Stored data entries
──────────

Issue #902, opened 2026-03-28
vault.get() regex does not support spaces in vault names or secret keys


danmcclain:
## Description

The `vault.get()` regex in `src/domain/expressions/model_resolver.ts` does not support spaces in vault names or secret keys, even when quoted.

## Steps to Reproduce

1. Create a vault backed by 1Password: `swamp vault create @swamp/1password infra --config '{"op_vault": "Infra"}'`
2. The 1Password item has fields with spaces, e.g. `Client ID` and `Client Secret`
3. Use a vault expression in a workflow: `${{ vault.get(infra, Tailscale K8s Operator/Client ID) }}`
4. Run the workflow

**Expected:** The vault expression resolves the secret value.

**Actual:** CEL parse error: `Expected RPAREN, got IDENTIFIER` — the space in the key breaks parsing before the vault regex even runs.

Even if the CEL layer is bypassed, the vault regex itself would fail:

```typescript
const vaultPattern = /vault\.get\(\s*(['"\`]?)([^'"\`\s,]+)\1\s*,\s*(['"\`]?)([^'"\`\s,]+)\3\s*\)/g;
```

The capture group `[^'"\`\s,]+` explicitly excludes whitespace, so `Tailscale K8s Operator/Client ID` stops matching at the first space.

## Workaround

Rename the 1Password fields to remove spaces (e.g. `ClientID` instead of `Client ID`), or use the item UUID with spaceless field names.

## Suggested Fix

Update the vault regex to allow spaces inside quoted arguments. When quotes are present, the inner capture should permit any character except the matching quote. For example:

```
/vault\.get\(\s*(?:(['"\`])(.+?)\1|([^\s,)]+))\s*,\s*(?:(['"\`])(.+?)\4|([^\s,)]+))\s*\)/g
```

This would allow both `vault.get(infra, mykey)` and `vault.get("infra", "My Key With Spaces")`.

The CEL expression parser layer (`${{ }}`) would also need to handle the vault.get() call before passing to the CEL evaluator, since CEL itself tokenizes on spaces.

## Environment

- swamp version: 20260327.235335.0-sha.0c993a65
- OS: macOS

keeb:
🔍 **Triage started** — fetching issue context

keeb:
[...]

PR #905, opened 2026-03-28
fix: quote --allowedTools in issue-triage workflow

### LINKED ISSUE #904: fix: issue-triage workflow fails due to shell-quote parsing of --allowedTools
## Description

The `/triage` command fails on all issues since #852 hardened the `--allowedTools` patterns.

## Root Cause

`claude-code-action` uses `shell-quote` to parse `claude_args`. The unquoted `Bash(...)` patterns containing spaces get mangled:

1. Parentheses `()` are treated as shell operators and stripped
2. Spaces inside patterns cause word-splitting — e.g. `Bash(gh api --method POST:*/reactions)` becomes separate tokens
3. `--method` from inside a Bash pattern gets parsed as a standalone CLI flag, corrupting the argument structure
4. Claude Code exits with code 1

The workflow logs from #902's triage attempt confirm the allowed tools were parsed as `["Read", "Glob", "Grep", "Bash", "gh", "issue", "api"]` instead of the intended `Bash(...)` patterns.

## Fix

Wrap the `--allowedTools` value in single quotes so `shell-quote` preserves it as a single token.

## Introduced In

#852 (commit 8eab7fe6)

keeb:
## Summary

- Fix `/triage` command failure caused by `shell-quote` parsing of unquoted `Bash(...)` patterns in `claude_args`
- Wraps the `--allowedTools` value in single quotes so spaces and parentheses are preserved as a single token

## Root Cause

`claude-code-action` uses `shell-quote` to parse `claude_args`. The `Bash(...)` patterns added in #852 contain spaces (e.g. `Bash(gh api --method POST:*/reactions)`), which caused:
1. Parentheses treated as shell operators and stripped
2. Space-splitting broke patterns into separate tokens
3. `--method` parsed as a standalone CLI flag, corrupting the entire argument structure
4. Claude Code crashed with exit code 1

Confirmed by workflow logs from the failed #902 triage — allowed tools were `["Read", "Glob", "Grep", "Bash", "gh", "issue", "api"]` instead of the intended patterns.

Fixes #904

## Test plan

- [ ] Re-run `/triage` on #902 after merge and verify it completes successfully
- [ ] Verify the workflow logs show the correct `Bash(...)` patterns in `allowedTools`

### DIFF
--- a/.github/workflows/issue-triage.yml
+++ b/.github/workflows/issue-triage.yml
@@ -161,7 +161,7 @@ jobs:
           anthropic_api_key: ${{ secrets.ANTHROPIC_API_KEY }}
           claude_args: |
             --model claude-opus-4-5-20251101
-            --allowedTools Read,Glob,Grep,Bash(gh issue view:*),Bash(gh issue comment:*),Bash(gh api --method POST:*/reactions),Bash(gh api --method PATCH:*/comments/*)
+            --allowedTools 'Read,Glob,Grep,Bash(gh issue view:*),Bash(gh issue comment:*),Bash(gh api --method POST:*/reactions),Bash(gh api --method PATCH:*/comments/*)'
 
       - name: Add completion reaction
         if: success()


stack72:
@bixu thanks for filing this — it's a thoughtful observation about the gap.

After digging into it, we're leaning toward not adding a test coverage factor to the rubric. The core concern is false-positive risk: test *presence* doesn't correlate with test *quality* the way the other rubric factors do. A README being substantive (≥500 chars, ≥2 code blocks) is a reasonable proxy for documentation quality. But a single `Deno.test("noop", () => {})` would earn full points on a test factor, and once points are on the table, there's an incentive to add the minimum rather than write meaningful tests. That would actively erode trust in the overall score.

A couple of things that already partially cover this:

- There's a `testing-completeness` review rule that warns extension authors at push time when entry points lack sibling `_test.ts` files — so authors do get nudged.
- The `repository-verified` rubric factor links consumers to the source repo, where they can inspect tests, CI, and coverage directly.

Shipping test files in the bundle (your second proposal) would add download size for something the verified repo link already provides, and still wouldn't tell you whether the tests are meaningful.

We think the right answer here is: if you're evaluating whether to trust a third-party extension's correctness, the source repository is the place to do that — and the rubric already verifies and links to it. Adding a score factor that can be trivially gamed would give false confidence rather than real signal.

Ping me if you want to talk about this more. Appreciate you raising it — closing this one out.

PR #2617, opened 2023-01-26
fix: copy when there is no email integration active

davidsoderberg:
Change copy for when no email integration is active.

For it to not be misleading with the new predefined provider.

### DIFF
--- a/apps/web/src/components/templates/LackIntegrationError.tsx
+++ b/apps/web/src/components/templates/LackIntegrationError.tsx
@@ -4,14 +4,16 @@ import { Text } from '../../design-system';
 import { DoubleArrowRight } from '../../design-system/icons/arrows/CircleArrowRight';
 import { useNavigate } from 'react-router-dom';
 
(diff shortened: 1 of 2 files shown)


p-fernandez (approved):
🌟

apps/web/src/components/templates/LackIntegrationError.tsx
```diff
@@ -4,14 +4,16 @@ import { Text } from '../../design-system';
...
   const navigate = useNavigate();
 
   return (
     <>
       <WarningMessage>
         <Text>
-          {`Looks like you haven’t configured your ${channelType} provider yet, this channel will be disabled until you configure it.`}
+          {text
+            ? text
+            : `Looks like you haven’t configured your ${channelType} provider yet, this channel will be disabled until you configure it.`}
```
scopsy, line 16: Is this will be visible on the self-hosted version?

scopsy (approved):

──────────

- Assigned task
The reply is to be one number, the count of lines in the records above that contain "Tailscale".

- Solution below
2